About this exercise:
Show each line of the records below where the word "frontend" occurs.

↓↓↓

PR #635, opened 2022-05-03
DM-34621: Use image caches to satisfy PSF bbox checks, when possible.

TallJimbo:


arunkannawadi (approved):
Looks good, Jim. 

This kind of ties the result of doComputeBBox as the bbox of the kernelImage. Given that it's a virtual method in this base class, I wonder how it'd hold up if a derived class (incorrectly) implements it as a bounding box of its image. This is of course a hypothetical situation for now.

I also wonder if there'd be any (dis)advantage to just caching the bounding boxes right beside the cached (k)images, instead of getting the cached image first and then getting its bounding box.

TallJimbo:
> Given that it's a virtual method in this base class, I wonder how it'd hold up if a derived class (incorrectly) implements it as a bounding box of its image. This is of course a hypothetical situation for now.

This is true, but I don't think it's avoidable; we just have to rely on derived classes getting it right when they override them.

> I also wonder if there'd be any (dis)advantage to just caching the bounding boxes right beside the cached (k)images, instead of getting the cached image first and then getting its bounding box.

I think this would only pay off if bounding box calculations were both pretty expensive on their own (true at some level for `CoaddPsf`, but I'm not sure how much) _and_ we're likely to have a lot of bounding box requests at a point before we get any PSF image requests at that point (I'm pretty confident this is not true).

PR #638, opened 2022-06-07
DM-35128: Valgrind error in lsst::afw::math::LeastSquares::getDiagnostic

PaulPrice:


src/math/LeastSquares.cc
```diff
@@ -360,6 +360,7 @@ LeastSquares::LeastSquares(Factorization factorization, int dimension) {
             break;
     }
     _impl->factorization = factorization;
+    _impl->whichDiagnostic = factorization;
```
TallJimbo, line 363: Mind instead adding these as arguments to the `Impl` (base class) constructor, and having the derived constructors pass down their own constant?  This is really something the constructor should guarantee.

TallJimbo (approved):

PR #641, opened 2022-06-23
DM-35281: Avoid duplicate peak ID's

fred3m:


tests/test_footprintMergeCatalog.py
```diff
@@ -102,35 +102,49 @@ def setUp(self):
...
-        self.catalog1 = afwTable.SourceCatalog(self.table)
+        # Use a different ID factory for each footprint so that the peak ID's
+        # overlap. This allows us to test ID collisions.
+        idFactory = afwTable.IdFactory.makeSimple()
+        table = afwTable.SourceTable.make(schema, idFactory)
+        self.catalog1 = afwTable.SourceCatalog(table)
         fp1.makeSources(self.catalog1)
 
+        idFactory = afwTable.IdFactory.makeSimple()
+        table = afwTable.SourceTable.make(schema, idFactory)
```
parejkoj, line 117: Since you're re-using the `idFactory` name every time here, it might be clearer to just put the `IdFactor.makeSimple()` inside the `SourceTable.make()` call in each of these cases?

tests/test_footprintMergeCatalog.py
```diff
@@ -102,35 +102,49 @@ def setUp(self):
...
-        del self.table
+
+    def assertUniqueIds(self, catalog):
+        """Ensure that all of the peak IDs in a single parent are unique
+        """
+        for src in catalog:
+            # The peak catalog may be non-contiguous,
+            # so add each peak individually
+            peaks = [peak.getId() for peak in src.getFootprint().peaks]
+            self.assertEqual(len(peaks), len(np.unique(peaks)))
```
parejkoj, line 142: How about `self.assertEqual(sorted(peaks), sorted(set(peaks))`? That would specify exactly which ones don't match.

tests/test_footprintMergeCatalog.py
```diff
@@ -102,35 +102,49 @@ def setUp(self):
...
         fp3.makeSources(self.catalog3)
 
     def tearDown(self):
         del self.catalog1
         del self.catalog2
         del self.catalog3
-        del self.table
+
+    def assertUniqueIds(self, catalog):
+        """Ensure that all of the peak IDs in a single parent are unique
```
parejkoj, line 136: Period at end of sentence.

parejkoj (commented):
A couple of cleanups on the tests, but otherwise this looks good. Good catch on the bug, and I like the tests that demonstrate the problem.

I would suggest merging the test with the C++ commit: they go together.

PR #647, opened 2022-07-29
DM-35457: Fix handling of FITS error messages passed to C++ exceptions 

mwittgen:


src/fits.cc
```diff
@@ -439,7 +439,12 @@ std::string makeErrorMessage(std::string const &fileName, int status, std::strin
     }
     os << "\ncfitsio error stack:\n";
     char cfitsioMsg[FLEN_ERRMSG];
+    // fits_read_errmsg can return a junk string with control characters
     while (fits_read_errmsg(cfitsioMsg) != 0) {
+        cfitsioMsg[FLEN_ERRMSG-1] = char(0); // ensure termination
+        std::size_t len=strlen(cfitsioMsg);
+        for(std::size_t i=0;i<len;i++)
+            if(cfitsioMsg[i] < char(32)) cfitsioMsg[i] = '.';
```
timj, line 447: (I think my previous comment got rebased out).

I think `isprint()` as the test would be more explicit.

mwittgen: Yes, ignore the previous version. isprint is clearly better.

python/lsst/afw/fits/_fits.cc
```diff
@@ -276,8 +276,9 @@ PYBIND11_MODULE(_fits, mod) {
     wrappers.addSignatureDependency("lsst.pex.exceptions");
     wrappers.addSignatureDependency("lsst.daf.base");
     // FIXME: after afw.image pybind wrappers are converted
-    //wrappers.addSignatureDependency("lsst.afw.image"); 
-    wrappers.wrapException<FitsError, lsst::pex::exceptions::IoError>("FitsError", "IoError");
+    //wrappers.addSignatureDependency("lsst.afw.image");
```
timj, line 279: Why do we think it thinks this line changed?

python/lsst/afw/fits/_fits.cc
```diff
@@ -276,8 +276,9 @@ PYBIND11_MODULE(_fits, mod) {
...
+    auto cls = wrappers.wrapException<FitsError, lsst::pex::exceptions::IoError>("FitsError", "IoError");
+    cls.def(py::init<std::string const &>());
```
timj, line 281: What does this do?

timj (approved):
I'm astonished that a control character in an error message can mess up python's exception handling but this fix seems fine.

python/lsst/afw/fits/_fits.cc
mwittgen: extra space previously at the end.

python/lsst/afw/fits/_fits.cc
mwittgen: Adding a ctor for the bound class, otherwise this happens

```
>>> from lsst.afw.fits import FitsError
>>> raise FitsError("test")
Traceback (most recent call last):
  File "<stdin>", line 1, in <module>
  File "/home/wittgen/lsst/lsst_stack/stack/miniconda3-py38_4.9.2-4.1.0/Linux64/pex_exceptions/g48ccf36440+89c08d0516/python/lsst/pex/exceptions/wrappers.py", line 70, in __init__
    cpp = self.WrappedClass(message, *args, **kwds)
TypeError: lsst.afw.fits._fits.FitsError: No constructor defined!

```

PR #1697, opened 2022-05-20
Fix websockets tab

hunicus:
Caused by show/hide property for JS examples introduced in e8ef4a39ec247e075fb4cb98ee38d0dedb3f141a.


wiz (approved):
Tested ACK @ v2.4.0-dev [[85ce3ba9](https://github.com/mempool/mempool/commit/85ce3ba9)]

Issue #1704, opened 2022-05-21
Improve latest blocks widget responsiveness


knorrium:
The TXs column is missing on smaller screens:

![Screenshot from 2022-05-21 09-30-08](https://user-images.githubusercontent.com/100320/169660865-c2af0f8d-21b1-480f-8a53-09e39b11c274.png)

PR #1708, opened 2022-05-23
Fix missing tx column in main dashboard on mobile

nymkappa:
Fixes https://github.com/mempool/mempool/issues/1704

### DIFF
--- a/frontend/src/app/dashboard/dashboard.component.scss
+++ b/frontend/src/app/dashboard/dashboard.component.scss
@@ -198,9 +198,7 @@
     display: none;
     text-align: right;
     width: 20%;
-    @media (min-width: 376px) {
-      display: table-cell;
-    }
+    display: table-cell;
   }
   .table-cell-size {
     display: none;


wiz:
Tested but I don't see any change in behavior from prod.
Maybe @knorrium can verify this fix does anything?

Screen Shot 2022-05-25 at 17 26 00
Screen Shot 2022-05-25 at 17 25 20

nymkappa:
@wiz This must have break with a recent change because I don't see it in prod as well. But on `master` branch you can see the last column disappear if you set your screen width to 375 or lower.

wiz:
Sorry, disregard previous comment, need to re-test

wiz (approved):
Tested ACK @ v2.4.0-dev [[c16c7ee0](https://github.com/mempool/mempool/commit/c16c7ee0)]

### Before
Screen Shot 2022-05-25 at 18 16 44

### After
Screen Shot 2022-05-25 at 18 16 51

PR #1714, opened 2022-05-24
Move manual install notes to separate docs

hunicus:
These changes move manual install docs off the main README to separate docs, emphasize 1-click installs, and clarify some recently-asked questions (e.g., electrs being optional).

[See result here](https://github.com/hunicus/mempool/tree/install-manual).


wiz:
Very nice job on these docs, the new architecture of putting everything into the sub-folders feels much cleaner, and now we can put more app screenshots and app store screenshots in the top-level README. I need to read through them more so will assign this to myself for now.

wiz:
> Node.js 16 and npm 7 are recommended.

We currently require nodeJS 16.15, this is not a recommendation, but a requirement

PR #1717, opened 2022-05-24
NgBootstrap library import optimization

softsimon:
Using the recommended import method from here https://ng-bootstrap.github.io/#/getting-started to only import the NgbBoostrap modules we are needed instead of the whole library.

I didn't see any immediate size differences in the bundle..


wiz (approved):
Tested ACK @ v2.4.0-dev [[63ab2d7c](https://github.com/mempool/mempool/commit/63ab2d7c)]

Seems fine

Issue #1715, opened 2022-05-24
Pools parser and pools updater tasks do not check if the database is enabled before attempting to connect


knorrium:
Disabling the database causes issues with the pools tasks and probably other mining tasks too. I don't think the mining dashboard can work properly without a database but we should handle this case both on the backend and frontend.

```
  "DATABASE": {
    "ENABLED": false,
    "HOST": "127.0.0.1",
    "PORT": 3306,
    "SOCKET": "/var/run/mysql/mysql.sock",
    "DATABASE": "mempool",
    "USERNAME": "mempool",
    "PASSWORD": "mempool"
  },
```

↑↑↑
↓↓↓

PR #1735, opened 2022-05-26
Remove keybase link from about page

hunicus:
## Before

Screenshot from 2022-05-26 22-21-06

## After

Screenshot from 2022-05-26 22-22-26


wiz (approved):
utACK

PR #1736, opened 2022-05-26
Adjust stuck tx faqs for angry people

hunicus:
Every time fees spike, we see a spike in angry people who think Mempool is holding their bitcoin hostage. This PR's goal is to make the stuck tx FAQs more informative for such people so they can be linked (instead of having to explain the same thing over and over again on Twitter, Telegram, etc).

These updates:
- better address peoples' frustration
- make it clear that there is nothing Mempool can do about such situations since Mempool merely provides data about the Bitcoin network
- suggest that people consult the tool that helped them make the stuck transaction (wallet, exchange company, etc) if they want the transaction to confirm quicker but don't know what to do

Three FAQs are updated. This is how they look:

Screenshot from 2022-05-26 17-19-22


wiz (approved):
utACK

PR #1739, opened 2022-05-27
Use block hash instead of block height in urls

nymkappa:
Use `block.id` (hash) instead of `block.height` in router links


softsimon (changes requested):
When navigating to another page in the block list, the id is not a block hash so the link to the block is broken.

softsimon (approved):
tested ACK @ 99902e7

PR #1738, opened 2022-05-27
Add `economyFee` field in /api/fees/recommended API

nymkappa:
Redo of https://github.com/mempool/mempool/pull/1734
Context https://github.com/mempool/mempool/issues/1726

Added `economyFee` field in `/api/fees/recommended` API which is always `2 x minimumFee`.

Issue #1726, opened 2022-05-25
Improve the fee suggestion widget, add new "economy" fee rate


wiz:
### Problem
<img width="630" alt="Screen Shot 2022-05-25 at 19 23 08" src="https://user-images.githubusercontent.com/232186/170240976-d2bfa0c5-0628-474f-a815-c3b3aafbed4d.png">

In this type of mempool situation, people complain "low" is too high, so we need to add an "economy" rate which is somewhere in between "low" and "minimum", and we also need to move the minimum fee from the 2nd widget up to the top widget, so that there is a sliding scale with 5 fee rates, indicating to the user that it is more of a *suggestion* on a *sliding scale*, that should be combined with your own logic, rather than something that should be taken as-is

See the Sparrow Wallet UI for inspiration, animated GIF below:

↑↑↑

Answer space:
--- a/frontend/src/app/dashboard/dashboard.component.scss
+++ b/frontend/src/app/dashboard/dashboard.component.scss
Disabling the database causes issues with the pools tasks and probably other mining tasks too. I don't think the mining dashboard can work properly without a database but we should handle this case both on the backend and frontend.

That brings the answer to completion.